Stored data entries
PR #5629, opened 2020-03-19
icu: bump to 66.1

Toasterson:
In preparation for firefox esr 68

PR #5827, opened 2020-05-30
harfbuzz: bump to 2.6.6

§ **What this task involves**: Exactly as they stand, write out all of the entries.

§ **Your solution**:
PR #5629, opened 2020-03-19
icu: bump to 66.1

Toasterson:
In preparation for firefox esr 68

PR #5827, opened 2020-05-30
harfbuzz: bump to 2.6.6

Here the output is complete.